My early 2000's S-Works.


----------



## jeremy3220 (Jul 5, 2017)

A dirt jumper. It's the only hardtail I own these days.


----------



## milehi (Nov 2, 1997)




----------



## CWWalker (May 11, 2016)

AdamBike said:


> "Fun" may be relative and there are personal preferences and different riding styles/disciplines, but I'm hoping to hear what hardtail (fat bikes included) has been the "funnest" for you and why?
> 
> For me, fun = poppy (manuals easy, hops), nimble, responsive (so not too slack) comfortable/plush, and easy to roll over/through obstacles without feeling too beat up. So a thinner wheel size, though perhaps quicker in some cases, is not as fun to me as a plus 2.8-3.0 or even above tire (volume and traction benefits).
> 
> ...


Trek Stache is a lot of fun, a bit more pop and faster than the Farley.


----------



## LMN (Sep 8, 2007)

I really enjoy a good XC race hardtail. Riding them is a super engaging experience, the combination of being really fast and really sketchy makes riding them a very engaging experience. The trick is to make sure you are on the right trail, you get on a trail that is at their limit and they stop being fun really quickly. But on green and blue trails they are an absolute hoot.

As a single bike they don't have the performance range but they are great to have if you are fortunate enough to have a quiver of bikes.


----------



## Harold (Dec 23, 2003)

it comes down to how you ride. bigger tires work well when you're riding relatively slower over chunk.

but as you get more speed and start hitting the chunky stuff harder, you absolutely reach limits with high volume tires, as the casings end up being too lightweight and you start suffering ill effects of that. gotta bump up pressures beyond which is comfortable to compensate, and then you lose the benefits of bigger tires.

I say this as someone who used to ride a fatbike full time. it was fun in a lot of scenarios, even in the summertime, but I DID find the limits of what I thought was fun on that bike.

I'm on a hardtail with 29x2.6 rubber now, which seems a suitable compromise for most riding I do. I've found the limits of these tires, too, but it's on stuff I ride uncommonly enough that I can manage.

I'm having a lot of fun on a Guerrilla Gravity Pedalhead. I haven't compared it to too many other "trail" hardtails, but I find it pretty fun and responsive.


----------



## Sparticus (Dec 28, 1999)

My '13 steel Kona Honzo. By far. Loved that bike, but these days I'm over hardtails. 
=sParty


----------



## JohnMcL7 (Jul 26, 2013)

For me it's a Stache as well and as much as I like my Farley, I only ride it in poor conditions where it's too muddy or snowy for the Stache.


----------



## AdamBike (Dec 11, 2015)

Great feedback so far, look forward to more replies. But in response to a couple posts, I am thinking of this as a potential one-bike quiver. Though, I do have a dirt jumper for the pump track and dirt jumps. So maybe I'm finding the Chameleon a bit too close at times in feel to that (even though it's gears and more travel) and sometimes a little beat up even (still trying to stay hardtail... full suspensions are nice, but prefer the simplicity right now)?

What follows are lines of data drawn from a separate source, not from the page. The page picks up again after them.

Issue #315, opened 2018-11-30
ONLINE/OFFLINE status on Coordinator and Zigbee devices


Hambootje:
I used both the CC2531EMK and Ember EM35x Coordinator via the Zigbee binding. 
When a zigbee lightbulb is switched off from the main power, the status of the thing remains online.
The same holds for the coordinator itself. This also show always online status, even if the dongle is removed.

For light bulbs this is not really a problem... You know when they don't work properl. It's different with for example doorsensors. Here you want to keep track that the device is still present and fire a notification when the thing goes offline.

From the log-file I can see that a regular polling cycle is started. If the device is online, the items are updated. If the zigbee-device is offline there are no values returned. I guess in this case the thing status can be set to OFFLINE.

### Configuration
Coordinator | Ember EM35x or CC2531EMK
openHAB version  | 2.4.0.SNAPSHOT
Hardware         |  Raspberry Pi 3+                                                                          
Java version     |    openjdk version "1.8.0_152"                                                                           
Devices            | zigbee:device:013C1ADE:000b57fffe909e96:000B57FFFE909E96_1_dimmer

cdjackson:
This is not super easy to resolve. For lightbulbs it is as they are mains powered, however for battery devices, most will not respond to requests, and therefore it is not easy (well, not possible even!) to decide if they are online or not.

Mains devices could be set offline after the polling period (or probably best to be 2x the polling period, or possibly 2x the reporting period). Battery devices I think should not be set offline unless we know that they are the sort that respond when asleep, which is a very short list of devices in my experience.

triller-telekom:
I would like to get back on this topic to improve the status handling of zigbee devices in openHAB.

> Mains devices could be set offline after the polling period (or probably best to be 2x the polling period, or possibly 2x the reporting period)

I agree, since devices have to poll the coordinator within that polling period. You are referring to 
EZSP_CONFIG_END_DEVICE_POLL_TIMEOUT and EZSP_CONFIG_END_DEVICE_POLL_TIMEOUT_SHIFT which are also mentioned here, right?

https://www.silabs.com/community/wireless/zigbee-and-thread/knowledge-base.entry.html/2012/06/29/how_long_can_my_end-jseP

> Battery devices I think should not be set offline unless we know that they are the sort that respond when asleep, which is a very short list of devices in my experience.

This is a certainly a problem if some devices are faulty. But should that prevent us from setting other devices to offline?

[...]

PR #412, opened 2019-03-14
Implemented IsAliveTracker to set Things to OFFLINE after a timeout

triller-telekom:
- Introduced a method in the ZigbeeBaseChannelConverter to obtain the minimum
of all configured max reporting intervals.
- Adjusted wrong comments with 10 minutes where code said 2 hours.
- Use pollingPeriod = POLLING_PERIOD_DEFAULT if there was no blocking get()
on the Future before this PR and POLLING_PERIOD_HIGH if it was previously
used in the case that the configuring of the reporting failed.
- Using !CommandResult.isSuccess() instead of sometimes isError() for
all converters.

Relates to #315

### DIFF
--- a/org.openhab.binding.zigbee/src/main/java/org/openhab/binding/zigbee/converter/ZigBeeBaseChannelConverter.java
+++ b/org.openhab.binding.zigbee/src/main/java/org/openhab/binding/zigbee/converter/ZigBeeBaseChannelConverter.java
@@ -152,6 +152,12 @@ public abstract class ZigBeeBaseChannelConverter {
     protected int pollingPeriod = POLLING_PERIOD_DEFAULT;
 
     /**
+     * The smallest of all maximum reporting periods configured for the attributes used by the converter. By default it
+     * is set to {@code Integer.MAX_VALUE}, because we assume that not every converter implements reporting.
+     */
+    protected int minimalReportingPeriod = Integer.MAX_VALUE;
+
+    /**
      * Constructor. Creates a new instance of the {@link ZigBeeBaseChannelConverter} class.
      *
      */
@@ -162,11 +168,11 @@ public abstract class ZigBeeBaseChannelConverter {
     /**
      * Creates the converter handler.
      *
-     * @param thing the {@link ZigBeeThingHandler} the channel is part of
-     * @param channel the {@link Channel} for the channel
+     * @param thing       the {@link ZigBeeThingHandler} the channel is part of
+     * @param channel     the {@link Channel} for the channel
      * @param coordinator the {@link ZigBeeCoordinatorHandler} this endpoint is part of
-     * @param address the {@link IeeeAddress} of the node
-     * @param endpointId the endpoint this channel is linked to
+     * @param address     the {@link IeeeAddress} of the node
+     * @param endpointId  the endpoint this channel is linked to
      */
     public void initialize(ZigBeeThingHandler thing, Channel channel, ZigBeeCoordinatorHandler coordinator,
             IeeeAddress address, int endpointId) {
@@ -307,10 +313,41 @@ public abstract class ZigBeeBaseChannelConverter {
     }
 
     /**
+     * Gets the minimum of all maximum reporting periods used in attribute reports. If no attribute reports are
+     * configured, the default {@code Integer.MAX_VALUE} will be returned.
+     *
+     * @return minimum of all maximum reporting periods in seconds
+     */
+    public int getMinimalReportingPeriod() {
+        return minimalReportingPeriod;
+    }
+
+    /**
+     * Sets the {@code pollingPeriod} and {@code maxReportingPeriod} depending on the success or failure of the given
+     * reporting response.
+     *
+     * @param reportResponse                    a {@link CommandResult} representing the response to a reporting request
+     * @param reportingFailedPollingInterval    the polling interval to be used in case configuring reporting has
+     *                                              failed
+     * @param reportingSuccessMaxReportInterval the maximum reporting interval in case reporting is successfully
+     *                                              configured
+     */
+    protected void handleReportingResponse(CommandResult reportResponse, int reportingFailedPollingInterval,
+            int reportingSuccessMaxReportInterval) {
+        if (!reportResponse.isSuccess()) {
+            // we want the minimum of all pollingPeriods
+            pollingPeriod = Math.min(pollingPeriod, reportingFailedPollingInterval);
+        } else {
+            // we want to know the minimum of all maximum reporting periods to be used as a timeout value
+            minimalReportingPeriod = Math.min(minimalReportingPeriod, reportingSuccessMaxReportInterval);
+        }
+    }
+
+    /**
      * Creates a standard channel UID given the {@link ZigBeeEndpoint}
      *
-     * @param thingUID the {@link ThingUID}
-     * @param endpoint the {@link ZigBeeEndpoint}
+     * @param thingUID    the {@link ThingUID}
+     * @param endpoint    the {@link ZigBeeEndpoint}
      * @param channelName the name of the channel
      * @return
      */
@@ -358,7 +395,7 @@ public abstract class ZigBeeBaseChannelConverter {
      * The currentConfiguration shall be updated.
      *
      * @param currentConfiguration the current {@link Configuration}
-     * @param updatedParameters a map containing the updated configuration parameters to be set
+     * @param updatedParameters    a map containing the updated configuration parameters to be set
      */
     public void updateConfiguration(@NonNull Configuration currentConfiguration,
             Map<String, Object> updatedParameters) {
--- a/org.openhab.binding.zigbee/src/main/java/org/openhab/binding/zigbee/handler/ZigBeeThingHandler.java
+++ b/org.openhab.binding.zigbee/src/main/java/org/openhab/binding/zigbee/handler/ZigBeeThingHandler.java
@@ -129,6 +129,15 @@ public class ZigBeeThingHandler extends BaseThingHandler implements ZigBeeNetwor
     private final int POLLING_PERIOD_DEFAULT = 1800;
     private int pollingPeriod = POLLING_PERIOD_DEFAULT;
 
+    /**
+     * We increase the timeout interval by this factor to allow for lost data
+     */
+    private final int POLLING_OR_REPORTING_FACTOR = 2;
+    /**
+     * Increase the timeout by a margin to capture the case where data arrives shortly after the specified interval
+     */
+    private final int POLLING_OR_REPORTING_MARGIN = 30;
+
     private boolean firmwareUpdateInProgress = false;
 
     private ExecutorService commandScheduler = ThreadPoolManager.getPool("zigbee-thinghandler-commands");
@@ -145,14 +154,23 @@ public class ZigBeeThingHandler extends BaseThingHandler implements ZigBeeNetwor
     private final ZigBeeChannelConverterFactory channelFactory;
 
     /**
+     * The service with timers to see if the device is still alive (ONLINE)
+     */
+    private final ZigbeeIsAliveTracker isAliveTracker;
+
+    /**
      * Creates a ZigBee thing.
      *
-     * @param zigbeeDevice   the {@link Thing}
-     * @param channelFactory the {@link ZigBeeChannelConverterFactory} to be used to create the channels
+     * @param zigbeeDevice         the {@link Thing}
+     * @param channelFactory       the {@link ZigBeeChannelConverterFactory} to be used to create the channels
+     * @param zigbeeIsAliveTracker the tracker which sets the {@link Thing} to OFFLINE after a period without
+     *                                 communication
      */
-    public ZigBeeThingHandler(Thing zigbeeDevice, ZigBeeChannelConverterFactory channelFactory) {
+    public ZigBeeThingHandler(Thing zigbeeDevice, ZigBeeChannelConverterFactory channelFactory,
+            ZigbeeIsAliveTracker zigbeeIsAliveTracker) {
         super(zigbeeDevice);
         this.channelFactory = channelFactory;
+        this.isAliveTracker = zigbeeIsAliveTracker;
     }
 
     @Override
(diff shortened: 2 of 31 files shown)


triller-telekom:
close/reopen to trigger new build

org.openhab.binding.zigbee/src/main/java/org/openhab/binding/zigbee/converter/ZigBeeBaseChannelConverter.java
```diff
@@ -306,11 +312,42 @@ public int getPollingPeriod() {
         return pollingPeriod;
     }
 
+    /**
+     * Gets the minimum of all maximum reporting periods used in attribute reports. If no attribute reports are
+     * configured, the default {@code Integer.MAX_VALUE} will be returned.
+     *
+     * @return minimum of all maximum reporting periods in seconds
+     */
+    public int getMinimalMaximumReportingPeriod() {
```
cdjackson: This is  a horrible name - can't it just be ```getMinimumReportingPeriod```

org.openhab.binding.zigbee/src/main/java/org/openhab/binding/zigbee/converter/ZigBeeBaseChannelConverter.java
```diff
@@ -151,6 +151,12 @@
      */
     protected int pollingPeriod = POLLING_PERIOD_DEFAULT;
 
+    /**
+     * The smallest of all maximum reporting periods configured for the attributes used by the converter. By default it
+     * is set to {@code Integer.MAX_VALUE}, because we assume that not every converter implements reporting.
+     */
+    protected int minimalMaximumReportingPeriod = Integer.MAX_VALUE;
```
cdjackson: This may need to be aligned with the reporting configuration?
Also, as per other comments - I don't really think this is a very descriptive name.

org.openhab.binding.zigbee/src/main/java/org/openhab/binding/zigbee/handler/ZigBeeThingHandler.java
```diff
@@ -129,6 +129,8 @@
     private final int POLLING_PERIOD_DEFAULT = 1800;
     private int pollingPeriod = POLLING_PERIOD_DEFAULT;
 
+    private final int POLLING_OR_REPORTING_FACTOR = 2;
```
cdjackson: I think this should be >2 to avoid mistriggers. you want to allow one loss, and setting this to 2 doesn't provide that - or at least it provides absolutely no margin.

org.openhab.binding.zigbee/src/main/java/org/openhab/binding/zigbee/handler/ZigBeeThingHandler.java
```diff
@@ -401,6 +412,11 @@ private synchronized void doNodeInitialisation() {
         }
         logger.debug("{}: Channel initialisation complete", nodeIeeeAddress);
 
+        int pollOrReportingInterval = findMinimumPollOrReportingInterval(channels);
```
cdjackson: I wonder if these names can't be changed? How about just ```expectedUpdatePeriod``` or ```refreshPeriod```?

org.openhab.binding.zigbee/src/main/java/org/openhab/binding/zigbee/handler/ZigBeeThingHandler.java
```diff
@@ -423,6 +439,23 @@ private synchronized void doNodeInitialisation() {
         coordinatorHandler.serializeNetwork();
     }
 
+    private int findMinimumPollOrReportingInterval(Map<ChannelUID, ZigBeeBaseChannelConverter> channels) {
```
cdjackson: Likewise - I think this name is a mouthful and not so easy to understand.  How about just ```getExpectedUpdatePeriod``` or ```getRefreshPeriod```?

org.openhab.binding.zigbee/src/main/java/org/openhab/binding/zigbee/handler/ZigbeeIsAliveTracker.java
```diff
@@ -0,0 +1,83 @@
...
+
+    protected final ScheduledExecutorService scheduler = ThreadPoolManager.getScheduledPool("ZigbeeIsAliveTracker");
+
+    /**
+     * Adds a mapping from {@link ZigBeeThingHandler} to the interval in which it should have communicated
+     *
+     * @param zigBeeThingHandler      the {@link ZigBeeThingHandler}
+     * @param pollOrReportingInterval the interval in which the device should have communicated with us
+     */
+    public void addHandlerIntervalMapping(ZigBeeThingHandler zigBeeThingHandler, int pollOrReportingInterval) {
```
cdjackson: Do these methods need to have the ```IntervalMapping``` on the end? Why not just ```addHandler``` and ```removeHandler```? The fact that it uses a map is implementation detail that doesn't really need to be reflected in the method name?

org.openhab.binding.zigbee/src/main/java/org/openhab/binding/zigbee/converter/ZigBeeBaseChannelConverter.java
triller-telekom: I thought about this too, BUT...

There is a minimum reporting period and a maximum reporting period for **each** attribute reporting. And what this variable should represent is the minimum of all those maximum reporting times :)

So I find `getMinimumReportingPeriod` confusing as well, because you could think of this as the minimum reporting period for an attribute, whereas i am only considering the maximums...

org.openhab.binding.zigbee/src/main/java/org/openhab/binding/zigbee/converter/ZigBeeBaseChannelConverter.java
triller-telekom: Yes, it IS aligned with the reporting configurations, please see the changes I made to the converters.

org.openhab.binding.zigbee/src/main/java/org/openhab/binding/zigbee/handler/ZigBeeThingHandler.java
triller-telekom: Right, I was just afraid that 3 might be too large as the default is 7200 seconds = 2h maximum reporting time, times 3 is 6 hours until it goes offline.

But if we only want to allow **one** loss, we do not need 3, we could also use a slightly larger number than 2 and round it to an INT, WDYT?

org.openhab.binding.zigbee/src/main/java/org/openhab/binding/zigbee/handler/ZigBeeThingHandler.java
triller-telekom: Sure, `expectedUpdatePeriod` sounds good.

org.openhab.binding.zigbee/src/main/java/org/openhab/binding/zigbee/handler/ZigBeeThingHandler.java
triller-telekom: See above, `getExpectedUpdatePeriod` sounds good to me as well.

org.openhab.binding.zigbee/src/main/java/org/openhab/binding/zigbee/handler/ZigbeeIsAliveTracker.java
triller-telekom: I agree, will change it.

triller-telekom:
I have added a commit addressing the obvious changes.

> One thought though - how does this change fit in with the reporting configuration options? I know it's only just been implemented and hasn't really flown through to the converters, but is this all going to change when the configuration is added?

I am not aware of the configuration options you are planning to introduce. Do you have a link, pointing me to more information?

However, for now the `minimalMaximumReportingPeriod` gets set by each converter individually. This can still be done if you configure each converter to use different reporting intervals.

org.openhab.binding.zigbee/src/main/java/org/openhab/binding/zigbee/converter/ZigBeeBaseChannelConverter.java
cdjackson: I understand that, but for the sake of clarity I think it's much clearer to use the shorter name. I don't think it really needs to reflect exactly what is happening in the converter and you can always describe this in the text.

org.openhab.binding.zigbee/src/main/java/org/openhab/binding/zigbee/converter/ZigBeeBaseChannelConverter.java
cdjackson: Ok, maybe I missed this, but I didn't see any reference to the ```ZclReportingConfig``` class. My apologies - I will take a better look later.

org.openhab.binding.zigbee/src/main/java/org/openhab/binding/zigbee/handler/ZigBeeThingHandler.java
cdjackson: Yes, I didn't expect this to be 3 - I thought 2.1, or something like that. Or you could use 2, and then add 30 seconds or something similar - just something to give some margin.

org.openhab.binding.zigbee/src/main/java/org/openhab/binding/zigbee/handler/ZigBeeThingHandler.java
cdjackson: Ta.

org.openhab.binding.zigbee/src/main/java/org/openhab/binding/zigbee/converter/ZigBeeBaseChannelConverter.java
triller-telekom: Maybe we have a misunderstanding here since I am not yet aware of your planned reporting configurations, see my comment https://github.com/openhab/org.openhab.binding.zigbee/pull/412#issuecomment-473198733 regarding this.

What I do in the converter is, I call the new method

```
handleReportingResponse(CommandResult reportResponse, int reportingFailedPollingInterval,
            int reportingSuccessMaxReportInterval)
```

which sets the `pollingPeriod` and `minimalMaximumReportingPeriod` fields accordingly, depending on whether the reporting configuration request was successful or not.

cdjackson: > What I do in the converter is, I call the new method

Yes, that I saw. My question is if this isn't the appropriate time to start using the new class rather than have to change again. This function was added a month or two back, but not rolled into the converters yet.

triller-telekom: Which function was added a month or two back?

The

```
handleReportingResponse(CommandResult reportResponse, int reportingFailedPollingInterval,
            int reportingSuccessMaxReportInterval)
```

is my function which I added in this PR :)

cdjackson: As above - it is the ```ZclReportingConfig``` class which is designed to allow users to configure all of these timers that are currently hard coded here.

I think (but might be wrong as I wrote this a month or two back) that it may just be a case of changing to use methods in this class to get the times, rather than hard coding them.

triller-telekom: Ah I see, so what you mean is that the converters should make use of the `ZclReportingConfig` instead of using hard coded values.

Since this is not the case for now, I have used these hardcoded values as input to my `handleReportingResponse` method. If the `ZclReportingConfig` gets used in the future, one can easily replace them.

I think this is out of scope of this PR and would only blow up the lines of code. I think a separate should take care of making the channel converters use the `ZclReportingConfig`, WDYT?

triller-telekom: @cdjackson may I get back to you on this issue?

I see a usage of the `ZclReportingConfig` in 

https://github.com/openhab/org.openhab.binding.zigbee/blob/0c7dbd66a6a7df79ce9e4c89e1b423060a6e8c14/org.openhab.binding.zigbee/src/main/java/org/openhab/binding/zigbee/internal/converter/ZigBeeConverterSwitchOnoff.java#L119-L120

for example.

However, when the device is configured, this configuration is not used, but the hard-coded default values are used.

https://github.com/openhab/org.openhab.binding.zigbee/blob/0c7dbd66a6a7df79ce9e4c89e1b423060a6e8c14/org.openhab.binding.zigbee/src/main/java/org/openhab/binding/zigbee/internal/converter/ZigBeeConverterSwitchOnoff.java#L68-L72

So from my point of view the change that I made does not touch the implementation you did with the `ZclReportingConfig` at all. it is totally independent from it.

Once the created `ZclReportingConfig` in a `initializeConverter()` is used in the `initializeDevice()`  the changes I make in this PR can flow into it.

Making use of the configuration set in the `initializeConverter()` inside the `initializeDevice()` should IMHO be done in a separate PR as it hasn't been done so far for any converter.

So how shall we proceed on this PR?

triller-telekom:
@cdjackson Could you please have a look at my comment https://github.com/openhab/org.openhab.binding.zigbee/pull/412#discussion_r268584384 again? Especially on the fact that hardly any converter makes use of the new configuration classes yet.

We have briefly talked about this on the phone and you mentioned that you are fine with having the converters use the new configuration classes in a separate PR. So I am wondering what is missing on this PR before we can merge it?

cdjackson:
I would have preferred to see this implemented here so that it gets implemented rather than just changing all this code again. But I guess you're not happy to do so, so let's just merge!

triller-telekom:
I have rebased the branch on the current master and squashed my commits.

cdjackson:
CI appears to be failing....

triller-telekom:
Since you closed and reopened the PR I assume its unrelated, is it? Because I cannot see the build logs anymore in this closed state now.

cdjackson:
The errors looked at first glance to be download related (ie it failed to download some dependencies). There were also a lot of errors about the license format, but I thought that these shouldn't fail the build (and it shouldn't have changed.

I closed it to to retrigger CI which only seems to work if the PR is closed for some (unknown) time (a few minutes doesn't seem to work, so I left it closed a little longer).

Let's see if it works, otherwise we'll need to look at it further.

cdjackson:
So it's failed again - looks like license issues and other checkstyle errors. I thought this was disabled, and I'm not sure why it's an issue here as it wasn't (I believe!) in master as the PR from @hsudbrock yesterda fixed this.

triller-telekom:
I broke the `ZigBeeConverterIasTamperTest` and have fixed it now. It needed a little more mocking to not run into an NPE.

cdjackson:
Thanks.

One thing that maybe frustrates me the most when riding (and I get technique can always be improved) is feeling like I get hung up or stalled at slow to moderate speeds trying to go over tall roots or rocks that kind of pitch me OTB a bit and kill momentum. I get a 29er helps with rollover, but aside from the Stache, I haven't so far cared for that wheel size and geo as much. So that's in part why I was wondering how a trail-oriented fat bike with 27.5 x 3.8s or so might do. (Would have maybe kept the Stache, but support/supply going forward with that wheel size made me hesitant since Trek discontinued.) I don't know I've found a 29+ plus with quite the agility of the Stache (Krampus is a bit longer chain stay) that would be as fun to me.


----------



## dysfunction (Aug 15, 2009)

I think 3.8's will end up being way too squishy.. well, at least for the chunk here. 

I have a Paradox v3 that I've really been enjoying. It's 'slack' at 65º, but still is responsive enough, is playful enough to ride (although I've been pondering shortening my fork to 130 and seeing what that does), it's got a pretty steep STA and I've been enjoying what that does to body positioning.


----------



## AdamBike (Dec 11, 2015)

dysfunction said:


> I think 3.8's will end up being way too squishy.. well, at least for the chunk here.
> 
> I have a Paradox v3 that I've really been enjoying. It's 'slack' at 65º, but still is responsive enough, is playful enough to ride (although I've been pondering shortening my fork to 130 and seeing what that does), it's got a pretty steep STA and I've been enjoying what that does to body positioning.


Nice. 29 or 27.5+?


----------



## Harold (Dec 23, 2003)

AdamBike said:


> One thing that maybe frustrates me the most when riding (and I get technique can always be improved) is feeling like I get hung up or stalled at slow to moderate speeds trying to go over tall roots or rocks that kind of pitch me OTB a bit and kill momentum.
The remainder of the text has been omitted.